Stored entries
--- START ---

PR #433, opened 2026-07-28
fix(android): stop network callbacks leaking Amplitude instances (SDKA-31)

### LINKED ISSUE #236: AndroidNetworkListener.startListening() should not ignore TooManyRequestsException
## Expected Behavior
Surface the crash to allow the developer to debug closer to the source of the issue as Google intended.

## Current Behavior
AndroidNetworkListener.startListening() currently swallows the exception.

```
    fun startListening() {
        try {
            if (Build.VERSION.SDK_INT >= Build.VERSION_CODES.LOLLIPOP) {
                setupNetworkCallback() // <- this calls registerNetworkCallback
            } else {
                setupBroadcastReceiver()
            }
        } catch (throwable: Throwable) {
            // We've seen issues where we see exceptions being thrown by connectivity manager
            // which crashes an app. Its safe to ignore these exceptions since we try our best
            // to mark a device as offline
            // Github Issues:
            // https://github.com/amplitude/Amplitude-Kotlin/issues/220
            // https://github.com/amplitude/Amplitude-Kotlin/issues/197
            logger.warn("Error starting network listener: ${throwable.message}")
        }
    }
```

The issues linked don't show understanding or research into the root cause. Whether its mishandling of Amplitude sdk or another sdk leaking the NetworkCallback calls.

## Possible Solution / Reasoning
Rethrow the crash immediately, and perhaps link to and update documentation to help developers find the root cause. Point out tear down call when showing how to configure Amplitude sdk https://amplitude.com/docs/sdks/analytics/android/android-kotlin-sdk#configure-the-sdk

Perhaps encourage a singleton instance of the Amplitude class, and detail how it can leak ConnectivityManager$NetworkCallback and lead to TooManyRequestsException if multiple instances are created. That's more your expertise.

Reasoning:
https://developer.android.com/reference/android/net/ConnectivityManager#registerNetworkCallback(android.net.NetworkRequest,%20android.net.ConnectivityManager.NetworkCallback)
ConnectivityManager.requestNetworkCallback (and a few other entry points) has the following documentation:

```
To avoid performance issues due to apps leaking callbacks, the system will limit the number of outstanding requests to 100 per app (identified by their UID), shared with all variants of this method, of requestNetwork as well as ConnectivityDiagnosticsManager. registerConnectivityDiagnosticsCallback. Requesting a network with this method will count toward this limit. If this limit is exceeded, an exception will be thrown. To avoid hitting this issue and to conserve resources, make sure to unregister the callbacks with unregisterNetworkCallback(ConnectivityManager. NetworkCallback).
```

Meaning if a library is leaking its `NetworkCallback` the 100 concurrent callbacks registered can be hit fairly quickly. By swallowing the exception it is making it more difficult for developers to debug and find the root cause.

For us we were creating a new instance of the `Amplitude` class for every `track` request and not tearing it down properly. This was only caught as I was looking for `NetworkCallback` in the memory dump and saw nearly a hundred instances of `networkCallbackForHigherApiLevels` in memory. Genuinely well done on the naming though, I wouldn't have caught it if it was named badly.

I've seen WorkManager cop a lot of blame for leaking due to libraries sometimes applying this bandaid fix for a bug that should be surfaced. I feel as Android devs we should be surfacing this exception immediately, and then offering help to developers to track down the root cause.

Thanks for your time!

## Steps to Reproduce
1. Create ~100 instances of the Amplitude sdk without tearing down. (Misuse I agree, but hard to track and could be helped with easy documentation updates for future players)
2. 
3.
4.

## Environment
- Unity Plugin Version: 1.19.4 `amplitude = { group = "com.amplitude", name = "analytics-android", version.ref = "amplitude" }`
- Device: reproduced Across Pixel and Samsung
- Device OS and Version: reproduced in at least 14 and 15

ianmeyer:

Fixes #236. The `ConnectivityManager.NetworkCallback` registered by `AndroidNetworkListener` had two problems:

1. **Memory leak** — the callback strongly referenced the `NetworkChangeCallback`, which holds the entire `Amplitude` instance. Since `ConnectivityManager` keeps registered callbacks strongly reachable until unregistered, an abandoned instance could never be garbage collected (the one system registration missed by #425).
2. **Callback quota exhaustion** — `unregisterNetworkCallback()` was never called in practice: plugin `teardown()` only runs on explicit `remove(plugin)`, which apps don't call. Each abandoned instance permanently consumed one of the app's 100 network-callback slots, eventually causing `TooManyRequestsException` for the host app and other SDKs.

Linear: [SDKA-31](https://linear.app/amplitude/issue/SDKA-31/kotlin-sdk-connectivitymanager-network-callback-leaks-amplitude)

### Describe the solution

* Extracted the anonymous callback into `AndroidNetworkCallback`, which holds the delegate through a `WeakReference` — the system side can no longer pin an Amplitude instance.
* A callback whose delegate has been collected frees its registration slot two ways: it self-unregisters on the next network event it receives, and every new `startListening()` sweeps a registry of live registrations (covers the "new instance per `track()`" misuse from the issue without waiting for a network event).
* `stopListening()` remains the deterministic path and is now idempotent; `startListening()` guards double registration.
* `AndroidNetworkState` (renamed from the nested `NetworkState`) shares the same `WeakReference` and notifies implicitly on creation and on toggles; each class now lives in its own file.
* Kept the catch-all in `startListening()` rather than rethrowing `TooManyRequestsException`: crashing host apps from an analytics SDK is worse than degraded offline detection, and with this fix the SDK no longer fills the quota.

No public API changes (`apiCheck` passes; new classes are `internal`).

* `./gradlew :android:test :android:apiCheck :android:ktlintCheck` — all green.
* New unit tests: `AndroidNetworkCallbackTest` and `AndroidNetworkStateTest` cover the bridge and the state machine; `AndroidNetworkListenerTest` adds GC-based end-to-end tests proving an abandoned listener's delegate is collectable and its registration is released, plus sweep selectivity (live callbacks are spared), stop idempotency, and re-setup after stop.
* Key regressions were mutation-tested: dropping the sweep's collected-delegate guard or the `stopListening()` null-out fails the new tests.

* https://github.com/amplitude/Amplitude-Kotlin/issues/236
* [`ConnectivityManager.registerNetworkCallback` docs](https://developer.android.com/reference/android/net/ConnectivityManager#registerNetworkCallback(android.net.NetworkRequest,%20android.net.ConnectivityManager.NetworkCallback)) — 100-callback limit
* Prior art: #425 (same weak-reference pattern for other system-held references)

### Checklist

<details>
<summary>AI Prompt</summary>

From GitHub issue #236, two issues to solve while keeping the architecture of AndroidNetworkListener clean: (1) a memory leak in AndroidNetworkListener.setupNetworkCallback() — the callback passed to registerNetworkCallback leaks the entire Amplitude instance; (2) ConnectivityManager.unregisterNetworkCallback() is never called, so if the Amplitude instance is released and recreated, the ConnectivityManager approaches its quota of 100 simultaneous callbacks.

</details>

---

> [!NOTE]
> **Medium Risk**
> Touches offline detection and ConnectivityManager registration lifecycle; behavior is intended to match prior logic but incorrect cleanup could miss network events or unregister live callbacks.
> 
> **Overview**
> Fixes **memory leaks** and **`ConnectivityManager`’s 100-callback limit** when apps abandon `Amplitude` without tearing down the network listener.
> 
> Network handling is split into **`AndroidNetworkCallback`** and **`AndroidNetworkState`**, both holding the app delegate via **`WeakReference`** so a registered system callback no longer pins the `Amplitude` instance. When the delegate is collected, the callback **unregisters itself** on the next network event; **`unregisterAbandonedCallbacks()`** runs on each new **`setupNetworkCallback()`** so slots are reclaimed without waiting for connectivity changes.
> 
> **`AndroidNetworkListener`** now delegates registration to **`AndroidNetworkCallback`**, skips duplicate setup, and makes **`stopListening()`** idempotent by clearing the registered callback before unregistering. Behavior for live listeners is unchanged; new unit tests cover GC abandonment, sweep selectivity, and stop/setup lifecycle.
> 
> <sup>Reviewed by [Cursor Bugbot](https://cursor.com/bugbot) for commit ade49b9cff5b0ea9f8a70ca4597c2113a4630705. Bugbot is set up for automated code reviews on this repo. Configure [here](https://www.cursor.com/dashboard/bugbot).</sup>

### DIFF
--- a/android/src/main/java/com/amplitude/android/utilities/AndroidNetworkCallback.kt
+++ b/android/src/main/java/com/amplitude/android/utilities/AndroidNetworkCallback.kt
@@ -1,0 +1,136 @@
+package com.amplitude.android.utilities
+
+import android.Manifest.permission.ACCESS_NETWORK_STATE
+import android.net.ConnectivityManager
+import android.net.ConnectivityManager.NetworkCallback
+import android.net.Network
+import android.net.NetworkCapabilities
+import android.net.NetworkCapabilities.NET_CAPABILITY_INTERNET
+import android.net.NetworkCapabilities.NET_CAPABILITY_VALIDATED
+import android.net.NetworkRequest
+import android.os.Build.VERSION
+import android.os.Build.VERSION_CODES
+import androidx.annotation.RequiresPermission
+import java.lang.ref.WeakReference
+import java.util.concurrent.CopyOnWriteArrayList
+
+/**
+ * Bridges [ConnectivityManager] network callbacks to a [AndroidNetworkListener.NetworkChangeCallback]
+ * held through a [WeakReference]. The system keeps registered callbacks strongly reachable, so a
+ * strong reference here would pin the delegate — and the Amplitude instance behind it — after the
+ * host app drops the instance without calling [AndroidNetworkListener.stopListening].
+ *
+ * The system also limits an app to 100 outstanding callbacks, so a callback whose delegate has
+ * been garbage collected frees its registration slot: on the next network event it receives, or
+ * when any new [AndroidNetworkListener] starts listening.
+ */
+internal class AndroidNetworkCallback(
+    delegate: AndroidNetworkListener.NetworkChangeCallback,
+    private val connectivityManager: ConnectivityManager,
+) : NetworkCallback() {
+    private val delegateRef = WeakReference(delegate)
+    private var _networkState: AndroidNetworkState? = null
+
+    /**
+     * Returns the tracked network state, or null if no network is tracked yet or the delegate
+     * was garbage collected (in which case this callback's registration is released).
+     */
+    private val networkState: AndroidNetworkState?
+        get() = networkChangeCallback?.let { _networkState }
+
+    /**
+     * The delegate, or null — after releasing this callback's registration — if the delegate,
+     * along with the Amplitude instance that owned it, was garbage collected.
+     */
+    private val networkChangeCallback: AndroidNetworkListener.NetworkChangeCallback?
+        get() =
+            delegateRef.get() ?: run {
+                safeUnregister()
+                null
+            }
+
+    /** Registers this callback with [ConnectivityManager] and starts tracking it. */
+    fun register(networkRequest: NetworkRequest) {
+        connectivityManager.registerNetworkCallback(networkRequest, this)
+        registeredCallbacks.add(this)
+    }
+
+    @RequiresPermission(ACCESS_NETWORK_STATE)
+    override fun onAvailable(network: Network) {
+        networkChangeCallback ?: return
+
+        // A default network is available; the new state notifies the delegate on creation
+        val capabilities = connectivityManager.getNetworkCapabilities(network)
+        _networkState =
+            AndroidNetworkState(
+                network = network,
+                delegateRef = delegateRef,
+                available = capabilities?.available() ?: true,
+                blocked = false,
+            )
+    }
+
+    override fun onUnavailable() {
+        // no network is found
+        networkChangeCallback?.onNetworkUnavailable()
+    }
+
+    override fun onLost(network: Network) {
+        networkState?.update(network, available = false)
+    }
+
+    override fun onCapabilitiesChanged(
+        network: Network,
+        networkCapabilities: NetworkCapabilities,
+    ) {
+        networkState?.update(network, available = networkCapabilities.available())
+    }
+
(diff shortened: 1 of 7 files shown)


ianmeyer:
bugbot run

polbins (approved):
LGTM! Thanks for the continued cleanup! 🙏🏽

--- END ---

Required action » Would you print, exactly as written, every line above from the one holding "<sup>Reviewed by [Cursor" through the one holding "-1,0 +1,136 @@", with both included and no other lines?

Task response »
> <sup>Reviewed by [Cursor Bugbot](https://cursor.com/bugbot) for commit ade49b9cff5b0ea9f8a70ca4597c2113a4630705. Bugbot is set up for automated code reviews on this repo. Configure [here](https://www.cursor.com/dashboard/bugbot).</sup>

### DIFF
--- a/android/src/main/java/com/amplitude/android/utilities/AndroidNetworkCallback.kt
+++ b/android/src/main/java/com/amplitude/android/utilities/AndroidNetworkCallback.kt
@@ -1,0 +1,136 @@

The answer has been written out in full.